# Problem
Tally the lines of the records below that include the word "before", and write down only that tally.

# Data to use
* * * * * * *

PR #176, opened 2020-02-05
Run stats after CAFE

JAlvarezJarreta:
## Description

In release 100, CAFE stats were missing from the `gene_member_hom_stats` table because the `stats_homologies` step was run before CAFE.

**Related JIRA tickets:**
- ENSCOMPARASW-3100

## Overview of changes
As Carla proposes in the ticket, to ensure CAFE is run before stats it can be moved to `rib_group_1` or stats can be moved to `rib_group_3`. I have done some numbers on those two groups for e100 for vertebrates, and `rib_group_1` took 2h 30m and `rib_group_3` took 8 seconds. Furthermore, CAFE rib took ~37h and the stats rib took ~14h. Thus, I have seen more logical to move CAFE to `rib_group_1` as the group is already in a "similar" time cost.

The new pipeline graph can be found [here](http://guihive.ebi.ac.uk:8080/versions/96/?driver=mysql&username=ensro&host=mysql-ens-compara-prod-8&port=4618&dbname=jalvarez_plants_plants_protein_trees_100).

## Testing
There hasn't been any testing as the change is pretty straightforward and this rib doesn't have any dependencies with the analyses in `rib_group_1`.

### DIFF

* * * * * * *

# Result of this task
2